8. Organic Frozen Dinners
A few years ago scientists made some noise by reporting that BPA, a common additive in plastics, appears to be dangerous at levels much lower than previously believed. Since BPA levels are particularly high in polycarbonate plastic, people started tossing their baby bottles and Nalgene containers in an attempt to avoid the dastardly chemical. We’ve got news. BPA is in almost all plastics. In fact, several studies in the past few years have found BPA leaching from plastics that specifically claim to be BPA-free. But this isn’t even the big point here. Plastics are loaded with so many freaky chemical additives that it’s just a matter of time before the next nasty, formerly-declared-safe compound is discovered. The truth is there’s no such thing as a nutritionally safe plastic. On the other hand, plastics are lightweight, don’t shatter like glass does, and require considerably less fuel to transport than metal containers. Arguably, they’re a necessary poison. But that doesn’t mean the poisons they contain have to concentrate in your body. The three things that most induce leaching of chemicals from a plastic food container are heat, the presence of liquid or fat in the food, and a long contact time of the food with the container. Think about that the next time you fire up them Amy’s enchiladas.

9. Butter-Like Spreads
Wow, margarine without those wretched trans-fatty hydrogenated oils. Sounds great until you realize these Frankenbutters are simply refined seed and soy oils blended with palm oil—and you know how we feel about processed oils. All this processing gimmickry came about so that people could avoid eating a bona fide health food, butter.
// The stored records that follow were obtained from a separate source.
PR #304, opened 2022-12-28
Feature/274 clob endpoint

rma-rripken:


cwms_radar_api/src/main/java/cwms/radar/api/LevelsController.java
```diff
@@ -76,10 +79,6 @@ private Timer.Context markAndTime(String subject) {
 
     @OpenApi(
             description = "Create new CWMS Location Level",
-            queryParams = {
```
MikeNeilson, line 79: You, me, and others should get together and hash out the office parameter thing. I had to pull the office from the query param (though could be header) for my new authentication stuff to behave correctly... especially if the user had privs in more than one office.

Issue #274, opened 2022-11-08
Add post and delete operations to the clob endpoint


adamkorynta:
Used throughout CWMS clients

MikeNeilson:
club endpoint? to just be clear that is clob right?

adamkorynta:
yeah, not the disco party endpoint

PR #305, opened 2022-12-28
Added Clob create, update, delete.

rma-rripken:
Removed redundant office argument from Clob, Levels and Location controllers. ContentType now handles charset as a field.


rma-rripken:
#274

cwms_radar_api/src/main/java/cwms/radar/api/errors/NotFoundException.java
```diff
@@ -1,4 +1,4 @@
-package cwms.radar.api;
+package cwms.radar.api.errors;
```
MikeNeilson, line 1: would it make sense for this and AlreadyExists to extend from RadarError?

cwms_radar_api/src/main/java/cwms/radar/data/dao/TimeSeriesDaoImpl.java
```diff
@@ -164,202 +163,197 @@ protected TimeSeries getTimeseries(String page, int pageSize, String names, Stri
         final String recordCursor = cursor;
         final int recordPageSize = pageSize;
 
-        try {
```
MikeNeilson, line 167: This mostly looks like it was just formatting tweaks. Was the performance of this endpoint verified after all these changes in any way?

cwms_radar_api/src/test/java/cwms/radar/api/ClobControllerTest.java
```diff
@@ -1,51 +1,42 @@
...
-import static org.junit.jupiter.api.Assertions.assertThrows;
+import java.util.HashMap;
+import javax.servlet.http.HttpServletRequest;
+import javax.servlet.http.HttpServletResponse;
+import org.jooq.DSLContext;
+import org.junit.jupiter.api.Disabled;
+import org.junit.jupiter.api.Test;
 
 
+@Disabled
```
MikeNeilson: why did these need to be disabled?

cwms_radar_api/src/test/java/cwms/radar/data/dao/ClobDaoTest.java
```diff
@@ -0,0 +1,303 @@
...
+import cwms.radar.data.dto.Clob;
+import java.sql.SQLException;
+import java.util.List;
+import java.util.Optional;
+import org.jooq.DSLContext;
+import org.junit.jupiter.api.AfterAll;
+import org.junit.jupiter.api.Disabled;
+import org.junit.jupiter.api.Test;
+
+@Disabled
```
MikeNeilson, line 22: why disabled? since it needs to talk to the database we could put it under the IT tests.

MikeNeilson (commented):
Mostly just want some feedback on why certain tests were disabled, otherwise it looks good.

cwms_radar_api/src/main/java/cwms/radar/api/errors/NotFoundException.java
rma-rripken: They could.  I'm still not 100% decided on what should be caught/wrapped/unwrapped/thrown and where.

cwms_radar_api/src/main/java/cwms/radar/data/dao/TimeSeriesDaoImpl.java
rma-rripken: I should have commented on these changes.  In getTimeseries() there was a try/catch that adapted DataAccessException into a NotFoundException - that now happens in the listener for almost all jooq.  Removing the try/catch change the indent for a bunch of code so it looks like a huge change but it really isn't.  
The create/store/delete previously used dsl.connection(())  - that was changed to use the new JooqDao.connection(dsl, ()) method so that exceptions from create/store/delete will be adapted in a consistent way.

rma-rripken: I manually did a TS retrieve after these changes but I didn't try out all the other methods or the failure cases.

MikeNeilson: That explanation works for me. Always a bit tricky when so much code is getting shifted.

cwms_radar_api/src/main/java/cwms/radar/api/errors/NotFoundException.java
MikeNeilson: fair.

cwms_radar_api/src/test/java/cwms/radar/api/ClobControllerTest.java
rma-rripken: It probably doesn't need to be disabled, that was just me trying to get my IT working.

cwms_radar_api/src/test/java/cwms/radar/data/dao/ClobDaoTest.java
rma-rripken: It was Disabled b/c I didn't think to turn it into an IT.  Should I?

MikeNeilson (approved):

PR #518, opened 2024-01-25
[WIP] Feature/async sse.  Do not merge. 

rma-rripken:


cwms-data-api/src/main/webapp/sse_demo.html
```diff
@@ -0,0 +1,32 @@
...
+<h1>Getting server updates</h1>
+<div id="result"></div>
+
+<script>
+    // document.cookie = "Authorization=apikey sessionkeyfortesting";
+
+    if (typeof (EventSource) !== "undefined") {
+        var clobId = "/TIME SERIES TEXT/6261044";
+        console.log("clobId: " + clobId + " encodeURIComponent: " + encodeURIComponent(clobId) + " encodeURI: " + encodeURI(clobId));
+        var source = new EventSource("http://localhost:7000/cwms-data/sse/clob"
```
MikeNeilson, line 14: I think I understand part of why it's not as common. Entirely new data type, doesn't seem too difficult to use but it's clear a fallback is required anyways so we might as well do the various long-polling methods.

MikeNeilson: Though we should keep it in mind for things like CWMS Server/Client communication and say, team forecasting. And I can see some value over at OpenDCS/LRGS. But really just in a constrained context where you know it can work.

MikeNeilson:
Need to save this initial idea has ended, we've settled on using an RSS feed for the moment.

PR #524, opened 2024-01-27
Feature/519 text plain

### LINKED ISSUE #519: Add plain/text format to Clob end-point that skips the JSON encapsulation and returns the raw text.
This feature would be used by text-timeseries and async retrieval if it was present.

rma-rripken:
closes #519

### DIFF
--- a/cwms-data-api/src/main/java/cwms/cda/api/ClobController.java
+++ b/cwms-data-api/src/main/java/cwms/cda/api/ClobController.java
@@ -164,6 +164,14 @@ public class ClobController implements CrudHandler {
     @OpenApi(
             queryParams = {
                     @OpenApiParam(name = OFFICE, description = "Specifies the owning office."),
+                    @OpenApiParam(name = CLOB_ID, description = "If this _query_ parameter is provided the id _path_ parameter "
+                            + "is ignored and the value of the query parameter is used.   "
+                            + "Note: this query parameter is necessary for id's that contain '/' or other special "
+                            + "characters.  Because of abuse even properly escaped '/' in url paths are blocked.  "
+                            + "When using this query parameter a valid path parameter must still be provided for the request"
+                            + " to be properly routed.  If your clob id contains '/' you can't specify the clob-id query "
+                            + "parameter and also specify the id path parameter because firewall and/or server rules will "
+                            + "deny the request even though you are specifying this override. \"ignored\" is suggested." )
             },
             responses = {@OpenApiResponse(status = STATUS_200,
                     description = "Returns requested clob.",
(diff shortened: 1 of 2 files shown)


cwms-data-api/src/main/java/cwms/cda/api/ClobController.java
```diff
@@ -156,19 +155,27 @@ public void getAll(@NotNull Context ctx) {
...
 
 
     @OpenApi(
             queryParams = {
                     @OpenApiParam(name = OFFICE, description = "Specifies the owning office."),
+                    @OpenApiParam(name = CLOB_ID, description = "If this _query_ parameter is provided the id _path_ parameter "
+                            + "is ignored and the value of the query parameter is used.   "
+                            + "Note: this query parameter is necessary for id's that contain '/' or other special "
+                            + "characters.  Because of abuse even properly escaped '/' in url paths are blocked.  "
+                            + "When using this query parameter a valid path parameter must still be provided for the request"
```
MikeNeilson, line 169: It's actually a slight failure in Javalin in how it even processes the paths... there's a section that just, doesn't.

But I like this wording.

MikeNeilson: Well, and could be both.

cwms-data-api/src/test/java/cwms/cda/api/ClobControllerTestIT.java
```diff
@@ -69,26 +64,41 @@ void test_create_getOne() throws JsonProcessingException, UnsupportedEncodingExc
             .assertThat()
             .statusCode(is(HttpServletResponse.SC_CREATED));
 
-        /* There is an issue with how javalin handles / in the path that are actually part
-        of the object name (NOTE: good candidate for actually having a GUID or other "code"
-        as part of the path and the actual name as a query parameter.
-        )
+//        /* There is an issue with how javalin handles / in the path that are actually part
```
MikeNeilson, line 67: Odd additional line comments vs block comments.

MikeNeilson (changes requested):
Looks reasonable to me. Just some odd, probably automatic, formatting to fix before it gets merged in.

cwms-data-api/src/main/java/cwms/cda/api/ClobController.java
rma-rripken: what could be both?

cwms-data-api/src/test/java/cwms/cda/api/ClobControllerTestIT.java
rma-rripken: yeah, that is odd.

cwms-data-api/src/main/java/cwms/cda/api/ClobController.java
MikeNeilson: Bad processing by Javalin (I checked)
But also the security issue. I know that encoding in the path can cause issues, but even after I turned off that check it still doesn't work even though the manual says it should.

MikeNeilson (approved):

Chuck this stuff and buy yourself some organic butter or, better yet, raw butter from a local farm. You’ll be doing yourself and a farmer a favor.

10. Energy Bars
The granddaddy of garbage “health” foods. The ode to fake nutrition and devitalized food. The golden goose of the manufacturing and processing industries. It’s the energy bar, a seeming experiment to combine all the worst elements of the modern food supply under a single wrapper. Soy isolate, sugar, synthetic vitamins, various creepy “natural” food fractions, and the occasional refined grain. If there’s a better way to jack the chemistry of your body, it’s surely not as convenient.